Business / Companies

CNOOC, Shell to diversify energy supply

By Du Juan (China Daily) Updated: 2012-07-27 13:45

China National Offshore Oil Corp has signed contracts with Royal Dutch Shell Plc to explore for oil and gas in the South China Sea and off the coast of Gabon in West Africa, marking the latest step taken by a Chinese company to diversify its energy supply.

CNOOC, which produces more offshore oil than any other Chinese company, agreed on Wednesday to explore two offshore oil blocks - 62/02 and 62/17 - which lie in the Yinggehai basin off South China's Hainan island.

Shell has agreed to shoulder the project's exploration costs. CNOOC, for its part, will be able to claim an equity interest of up to 51 percent of any commercial oil and gas discovered in the blocks.

"The decision is highly significant for China's strategic energy reserves while (the country) remains highly dependent on oil imports," said Zhang Jing, an oil analyst at JYD Online Co Ltd, a Beijing-based bulk commodity consultant.

She said CNOOC's decision to work with Shell in West Africa will help China diversify its future oil imports and secure its energy supplies.

In June, the company issued a request seeking partners for the exploration of nine offshore blocks in the South China Sea.

The nine blocks occupy more than 160,000 square kilometers and are between 300 and 4,000 meters deep.

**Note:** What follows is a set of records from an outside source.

PR #584, opened 2025-03-15
remove healthcheck ping

miguelg719:
# why
Healthcheck is unneccessary from the client

# what changed
Routes changed, deprecating healthcheck ping

# test plan


kamath (approved):
approved pending changeset + PR description

sameelarif (approved):

PR #2203, opened 2026-06-07
 fix: stop injecting --site-per-process into local Chromium launches

### LINKED ISSUE #2193: Hardcoded --site-per-process in local launcher can't be disabled by users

The two blocks that Shell will help explore are not part of those projects, said Liu Xiaobiao, head of CNOOC's media relations.

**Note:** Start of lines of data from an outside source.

PR #2227, opened 2026-06-10
fix(core): normalize Act cache URL keys

### LINKED ISSUE #2189: core(cache): ActCache key derivation isn't URL-normalized, causing silent cache misses

RitwijParmar:
Fixes #2189.

This changes ActCache key derivation so query parameter order no longer causes silent cache misses. The raw page URL is still stored in the cache entry for debugging. Only the hash input is normalized.

I also added a legacy raw URL key fallback. That keeps existing cache files reachable after the normalized key starts being used, instead of making old entries quietly unreachable.

What changed

- Added normalizeUrlForCacheKey for conservative query parameter sorting.
- Used the normalized URL when building Act cache keys.
- Preserved the raw pageUrl in ActCacheContext and stored cache entries.
- Added legacyCacheKey fallback reads for old raw URL cache files.
- Added tests for reordered query params, stable URLs, malformed inputs, repeated params, and legacy fallback replay.

Validation

- bunx prettier --check on changed files passed.
- git diff --check passed.
- Direct Bun runtime check for normalizeUrlForCacheKey passed.

Could not run the full Vitest path locally because pnpm is not installed in this checkout, and bunx vitest fails before running tests due a Rolldown native binding code signature error on macOS. Bundling ActCache directly also hits Stagehand's generated version file, so I left the full suite to CI.

---
## Summary by cubic
Normalize Act cache keys by sorting URL query parameters so reordering no longer causes cache misses. Adds a legacy raw-URL fallback to keep existing cache entries accessible (fixes #2189).

- **Bug Fixes**
  - Use a normalized URL only for cache key hashing; keep the raw `pageUrl` in context and stored entries.
  - Fallback to legacy raw-URL keys when normalized reads miss, preserving access to old cache files.
  - Add tests for param reordering, repeated params, malformed inputs, stable URLs, and legacy fallback.

<sup>Written for commit bee1a2109bb2c7277eca3a295946251664be747f. Summary will update on new commits.</sup>

<a href="https://cubic.dev/pr/browserbase/stagehand/pull/2227?utm_source=github" target="_blank" rel="noopener noreferrer" data-no-image-dialog="true"><picture><source media="(prefers-color-scheme: dark)" srcset="https://cubic.dev/buttons/review-in-cubic-dark.svg"><source media="(prefers-color-scheme: light)" srcset="https://cubic.dev/buttons/review-in-cubic-light.svg">Review in cubic</picture></a>

### DIFF
--- a/packages/core/lib/v3/cache/ActCache.ts
+++ b/packages/core/lib/v3/cache/ActCache.ts
@@ -4,7 +4,11 @@ import type { LLMClient } from "../llm/LLMClient.js";
 import type { Action, ActResult, Logger } from "../types/public/index.js";
 import type { Page } from "../understudy/page.js";
 import { CacheStorage } from "./CacheStorage.js";
-import { safeGetPageUrl, waitForCachedSelector } from "./utils.js";
+import {
+  normalizeUrlForCacheKey,
+  safeGetPageUrl,
+  waitForCachedSelector,
+} from "./utils.js";
 import {
   ActCacheContext,
   ActCacheDeps,
@@ -50,14 +54,21 @@ export class ActCache {
       ? Object.keys(sanitizedVariables).sort()
       : [];
     const pageUrl = await safeGetPageUrl(page);
+    const normalizedPageUrl = normalizeUrlForCacheKey(pageUrl);
     const cacheKey = this.buildActCacheKey(
       sanitizedInstruction,
-      pageUrl,
+      normalizedPageUrl,
       variableKeys,
     );
+    const legacyCacheKey =
+      normalizedPageUrl === pageUrl
+        ? undefined
+        : this.buildActCacheKey(sanitizedInstruction, pageUrl, variableKeys);
+
     return {
       instruction: sanitizedInstruction,
       cacheKey,
+      legacyCacheKey,
       pageUrl,
       variableKeys,
       variables: sanitizedVariables,
@@ -72,7 +83,7 @@ export class ActCache {
   ): Promise<ActResult | null> {
     if (!this.enabled) return null;
 
-    const {
+    let {
       value: entry,
       error,
       path,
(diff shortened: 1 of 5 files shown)


RitwijParmar:
Closing this PR because it has been inactive for several months and is no longer merge-ready. Thanks for the consideration.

An industrial insider who declined to be named said it would be hard to accurately predict how much it will cost to explore the two blocks, saying neither Shell nor CNOOC has published data showing how large and deep the areas are.

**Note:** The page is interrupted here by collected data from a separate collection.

PR #2231, opened 2026-06-10
feat(llm): support claude-fable-5 (structured outputs, adaptive thinking, refusal fallback)

miguelg719:
## Why

Claude Fable 5 breaks Stagehand today in three independent ways: it rejects forced tool use (`400 tool_choice forces tool use is not compatible with this model`), which kills both `act`/`extract`/`observe` (forced `json` tool) and the agent's final `done` call; it rejects sampling parameters like `temperature`; and its safety classifiers can decline a turn (`stop_reason: "refusal"`) with no retry story. Separately, the hybrid/DOM agent path has never sent any Anthropic thinking config, so adaptive-thinking models ran with thinking off.

## What changed

- **`@ai-sdk/anthropic` 2.0.57 → 2.0.81** (v5-compatible line, within `^2.0.34`; floor raised). The provider's capability table now knows fable-5/opus-4-7/4-8: the existing `structuredOutputMode: "auto"` resolves to native `output_config.format` instead of the forced json tool, rejected sampling params are stripped, and `max_tokens` is sized from the real 128k limit — zero code changes for the primitives.
- **New `lib/v3/llm/anthropicOptions.ts`** — one capability table for Anthropic agent models (adaptive-thinking set, xhigh-capable set, fable-5 constants, `rejectsForcedToolUse`).
- **Adaptive thinking on the hybrid/DOM agent path** via typed provider options on both `streamText` call sites. Effort defaults to a shared **`medium`** on both agent paths and is overridable per client via `thinkingEffort` in the agent model config (plumbed through `V3AgentHandler` so the typed option now works on the hybrid path too); `ThinkingEffort` gains `xhigh` (clamped to `high` on models that reject it), and `"none"` opts out of thinking on both paths. The CUA client drops its inline model list and effort default for the shared ones.
- **Server-side refusal fallback**: fable-5 requests carry `fallbacks: [{model: "claude-opus-4-8"}]` as a typed provider option on agent and act/extract/observe calls; the provider adds the `server-side-fallback-2026-06-01` beta header automatically and reports attribution via `usage.iterations`.
- **Final `done` call**: consults `rejectsForcedToolUse()` and goes straight to `toolChoice: "auto"` on fable-5 (forced tool choice is incompatible with always-on thinking); a narrow `/tool_choice/i` catch remains as a safety net for unknown models.
- **Registration**: `claude-fable-5` in `AgentProvider`, `AVAILABLE_CUA_MODELS`, and the public-api test.

Not in scope: CUA-mode (raw `@anthropic-ai/sdk` 0.39.0) fallback wiring — the pinned SDK predates the `fallbacks` param; a refusal there surfaces as `stop_reason: "refusal"` without retry.

## Tests

- `pnpm typecheck` and `build:esm` green; 34/34 unit tests (12 new covering the capability helpers: adaptive set, xhigh clamping, effort precedence, fallbacks gating, forced-tool gate).
- Offline request-body capture (mock fetch, 2.0.81): `generateObject` on fable-5 sends `output_config.format = {type: "json_schema", …, additionalProperties: false}` + `structured-outputs-2025-11-13` beta with **no** `tools`/`tool_choice`; `generateText` with the agent options sends `thinking: {"type":"adaptive"}`, `output_config: {"effort":"xhigh"}`, `fallbacks: [{"model":"claude-opus-4-8"}]` and the `effort-2025-11-24,server-side-fallback-2026-06-01` betas.
- Not yet run against the live API from this machine — worth one live pass (extract + DOM/hybrid agent on fable-5) before un-drafting.

### DIFF
--- a/packages/core/lib/v3/llm/anthropicOptions.ts
+++ b/packages/core/lib/v3/llm/anthropicOptions.ts
@@ -28,8 +28,6 @@ import { stripModelProvider } from "../../utils.js";
  */
 export type AnthropicAgentProviderOptions = Record<string, JSONValue>;
 
-export const ANTHROPIC_FABLE_5_MODEL_ID = "claude-fable-5" as const;
-
 // Fallback model used when Fable 5 declines a turn.
 export const ANTHROPIC_FABLE_5_FALLBACK_MODEL_ID = "claude-opus-4-8" as const;
 
@@ -41,7 +39,7 @@ const ADAPTIVE_THINKING_MODEL_BASES = new Set<string>([
   "claude-opus-4-7",
   "claude-opus-4-8",
   "claude-sonnet-4-6",
-  ANTHROPIC_FABLE_5_MODEL_ID,
+  "claude-fable-5",
 ]);
 
 // Models that accept effort "xhigh". Sending xhigh to other models (e.g.
@@ -49,7 +47,7 @@ const ADAPTIVE_THINKING_MODEL_BASES = new Set<string>([
 const XHIGH_CAPABLE_MODEL_BASES = new Set<string>([
   "claude-opus-4-7",
   "claude-opus-4-8",
-  ANTHROPIC_FABLE_5_MODEL_ID,
+  "claude-fable-5",
 ]);
 
 /** True for Anthropic models that support adaptive thinking. */
@@ -58,7 +56,7 @@ export function isAdaptiveThinkingAnthropicModel(modelId: string): boolean {
 }
 
 export function isAnthropicFable5Model(modelId: string): boolean {
-  return stripModelProvider(modelId) === ANTHROPIC_FABLE_5_MODEL_ID;
+  return stripModelProvider(modelId) === "claude-fable-5";
 }
 
 /**
--- a/packages/core/lib/v3/llm/anthropicOptions.ts
+++ b/packages/core/lib/v3/llm/anthropicOptions.ts
@@ -1,0 +1,130 @@
+/**
+ * Anthropic model capabilities + typed provider options for the agent paths.
+ *
+ * Adaptive thinking (`thinking: { type: "adaptive" }` + `effort`) is the
+ * recommended thinking mode on Claude 4.6+ models and the only mode on
+ * Opus 4.7/4.8; on Claude Fable 5 thinking is always on and adaptive is the
+ * only mode. The CUA path (AnthropicCUAClient) sets the raw Messages API
+ * fields directly; the hybrid/DOM path goes through @ai-sdk/anthropic, which
+ * maps the typed provider options below to the same API fields.
+ *
+ * Fable 5 may decline a turn (stop_reason "refusal"). The `fallbacks`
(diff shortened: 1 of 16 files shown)


miguelg719:
@cubic-dev-ai

tkattkat (approved):

packages/core/lib/v3/llm/anthropicOptions.ts
```diff
@@ -0,0 +1,141 @@
...
+
+/**
+ * Shape accepted by the AI SDK's per-provider `providerOptions` maps. The
+ * helpers below build values as typed `AnthropicProviderOptions` (so field
+ * names stay checked) and return them under this JSON-compatible alias so
+ * call sites need no casts.
+ */
+export type AnthropicAgentProviderOptions = Record<string, JSONValue>;
+
+export const ANTHROPIC_FABLE_5_MODEL_ID = "claude-fable-5" as const;
```
shrey150: atp shouldn't we just refer to it as "claude-fable-5" in code instead of abstracting out into another variable? also makes the array in `ADAPTIVE_THINKING_MODEL_BASES` more cluttered / less readable

packages/core/lib/v3/llm/anthropicOptions.ts
```diff
@@ -0,0 +1,141 @@
...
+  ANTHROPIC_FABLE_5_MODEL_ID,
+]);
+
+/** True for Anthropic models that support adaptive thinking. */
+export function isAdaptiveThinkingAnthropicModel(modelId: string): boolean {
+  return ADAPTIVE_THINKING_MODEL_BASES.has(stripModelProvider(modelId));
+}
+
+export function isAnthropicFable5Model(modelId: string): boolean {
+  return stripModelProvider(modelId) === ANTHROPIC_FABLE_5_MODEL_ID;
```
shrey150: also same here - we could just refer to it as the string literal, and likely even just remove this utility function

packages/core/lib/v3/llm/anthropicOptions.ts
```diff
@@ -0,0 +1,141 @@
...
+}
+
+/**
+ * True for models that reject forced tool use
+ * (`tool_choice: { type: "tool" }`). Forced tool choice is incompatible with
+ * active extended thinking, and on Fable 5 thinking is always on — so the
+ * rejection is a certainty there, not a transient quirk.
+ */
+export function rejectsForcedToolUse(modelId: string): boolean {
+  return isAnthropicFable5Model(modelId);
```
shrey150, line 69: if there were more models / conditions in which to reject forced tool use, I'd keep this - but we could probably just note this with a comment for now - your call

shrey150 (approved):
Pre-approving, left some comments if you choose to address - non-blocking

packages/core/lib/v3/llm/anthropicOptions.ts
miguelg719: leaving, this is the first of the anthropic line of models that will reject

"The exploration will take at least four to five years before there are any commercial discoveries," the insider said.

In Gabon, CNOOC will acquire a 25 percent stake in a pair of offshore exploration blocks - BC9 and BCD10.

It will pay Shell a quarter of what that company has spent on exploration in those two areas, as well as for future exploration.

The blocks are in water that is between 1,200 and 2,100 meters deep and are considered to be deepwater assets.

"China's technology that can be used in exploring for deepwater oil still lags behind what's found internationally," said Liao Na, information director at the energy consultancy ICIS C1 Energy.

"This cooperation with Shell in the South China Sea and West Africa can help Chinese companies learn from foreign companies."

She said the country needs foreign companies to take part in its South China Sea exploration.

"As the biggest foreign gas station brand in China, it is important for Shell to have more upstream support," Liao said.

"The recent cooperation between Shell and Chinese giant players - CNOOC and China National Petroleum Corp - has shown its ambitions in China."

On Wednesday, Shell said it had signed an agreement with China National Petroleum Corp to develop a new phase of the Changbei gas field in China.

That will be the latest phase in the development of the existing Changbei block, which occupies 1,700 square kilometers in the Ordos Basin, according to a statement by Shell.

The project, to move forward, must still win government approval.